# A few of my set ups...



## funkymonk (Feb 3, 2012)

G rosea adult female in Exo Terra medium plastic faunarium with coco fibre, cork bark, fake plants and live moss





G pulchra sub adult in Exo Terra medium plastic faunarium with coco fibre, cork bark hide, resin aquarium decor mango root, live moss





P murinus adult female in Exo Terra medium plstic faunarium with coco fibre and natural tree roots




more to follow...


----------



## funkymonk (Feb 3, 2012)

B smithi 3 inch juvi in medium Braplast plastic box with coco fibre, cork bark hide and live moss. For some reason it has taken to sitting out on top of the hide as can be seen in pic.

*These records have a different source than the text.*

PR #451, opened 2026-08-27
5/8 — Stop destroying the CV the user actually applied with (live data loss)

Ranjith36963:
Stacked on #450.

**This is live data loss, not a missing feature. It is happening in production right now.**

`tailored_documents` is `UNIQUE(user_id, job_id, doc_kind)` and `upsert_tailored_doc` is a **DELETE followed by an INSERT**. So there is no v1 and v2 — only ever "the current one".

Generate a CV → apply → regenerate months later, and **the file that actually went to the employer is gone from the database permanently**, with no way to recover it or even prove it existed.

Nothing tied an application to a document either, so *"which CV did I send for this job?"* could only be answered with *"whatever happens to be there now"* — a different question, and the wrong one.

## Migration 0033

One append-only table (`tailored_document_versions`) and two nullable columns on `applications`. Three hooks:

- **`upsert_tailored_doc` snapshots before the delete** — so a regenerate can no longer destroy anything. Taken *outside* the transaction on purpose: the archive must survive even if the regenerate itself fails.
- **`create_application` binds** whatever documents were in hand. That is the answer to the question.
- **`keep_tailored_doc` binds too**, because the common real order is *apply first, tailor and download afterwards*. Binding only at apply time would miss those people entirely. **First binding wins**, so a later rewrite cannot claim to be what was sent.

It stores the **text**, not a foreign key. The entire purpose is surviving the deletion of that row, and a pointer to a deleted row answers nothing.

## What it deliberately does not change

The live-document contract is untouched — `tailored_documents` still holds exactly one current row per (user, job, kind), so **not one existing reader changed**. Versioning that table instead would have meant widening the UNIQUE constraint every reader depends on, for no visible gain.

Applying with nothing tailored yet stores `NULL` rather than guessing. That honestly means "no document existed at that moment".

## Verified

13 tests **watched fail first** (*"regenerating destroyed the old document with no archive"*). 102 passed across tailoring, application, pipeline, chase and database suites. **Migration 0033 up AND down both execute on real Postgres with existing rows intact** — that needed checking because `test_migrations.py` builds a *fake* migrations directory, so no test in the suite ever runs the real files.

Walked on the real schema — tailor → apply → regenerate:

```
THE QUESTION: which CV did I apply with?
ANSWER: 'CV VERSION ONE — this is the file that went to the employer' (source=applied)
```

…while the live document correctly reads VERSION TWO.

Also includes `scripts/drill_wiring.py` — fires the chase cron, the instant email, the board and unsubscribe on demand, and prints the real message a user would receive. **Watched go red**: re-introducing the truncation bug made it print *"You applied to Platform Engineer at **Me**"* and fail.

### DIFF
--- a/backend/migrations/0033_tailored_document_versions.down.sql
+++ b/backend/migrations/0033_tailored_document_versions.down.sql
@@ -1,0 +1,5 @@
+-- Reverse 0033. Drop the columns first, then the table they point into.
+ALTER TABLE applications DROP COLUMN cover_letter_version_id;
+ALTER TABLE applications DROP COLUMN cv_version_id;
+DROP INDEX IF EXISTS idx_tailored_versions_user_job;
+DROP TABLE IF EXISTS tailored_document_versions;
--- a/backend/migrations/0033_tailored_document_versions.up.sql
+++ b/backend/migrations/0033_tailored_document_versions.up.sql
@@ -1,0 +1,49 @@
+-- 0033 — stop destroying the CV the user actually applied with (wiring.md W-08 + W-10).
+--
+-- Two failures, one table.
+--
+-- W-10: `tailored_documents` is UNIQUE(user_id, job_id, doc_kind) and
+--       `upsert_tailored_doc` is a DELETE followed by an INSERT. So there is no v1
+--       and v2 — only ever "the current one". Generate, apply, regenerate later, and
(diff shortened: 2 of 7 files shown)


Ranjith36963:

PR #452, opened 2026-08-27
6/8 — Card truth: the Applied filter works, dead jobs are flagged, deadlines survive

Ranjith36963:
Stacked on #451.

Three things the pipeline board was telling users that were not true.

## W-05 — the "Applied" filter returned an empty list for every user, always

The job list's "My Actions → Applied" filter read `user_actions`. The Apply button writes `applications`. So it returned **zero results for everyone, forever**, while looking like a working feature.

C cyanobubescens 2 inch Juvi in medium Braplast plastic box, coco fibre / vermiculite mix, plastic film canister for hide, fake plants and small pieces of cork bark for webbing anhor. Webbing by spider




B vagans 1.75 inch juvi in recycled live food container left over from crickets bought from pet shop with coco fibre, cork bark and live moss




LP 1.75 inch sling in another recycled live food container with coco fibre, cork bark and live moss

Reactions: Like 1


----------



## Frostbite (Feb 4, 2012)

Some nice enclosures! Thank you for sharing!

Reactions: Like 1


----------



## funkymonk (Feb 10, 2012)

Frostbite said:


> Some nice enclosures! Thank you for sharing!


Thanks! All very cheap set ups, here in UK the Exo Terra plastic fuanariums are around £9 GBP, the Braplast boxes about £3.50 GBP, the live food boxes for the juvi's come free with the crickets and are quite strong ridgid ventilated plastic, doing my bit for the environment by recycling lol, but the cheap flimsy ones I get from some stores I just throw away. As these are on display in my living room I like to make the set ups look a little natural.


----------



## Fuma (Feb 18, 2012)

nice.. keepin it simple i like it

Reactions: Like 1


----------



## SC Tarantulas (Feb 18, 2012)

> B smithi 3 inch juvi in medium Braplast plastic box with coco fibre, cork bark hide and live moss. For some reason it has taken to sitting out on top of the hide as can be seen in pic.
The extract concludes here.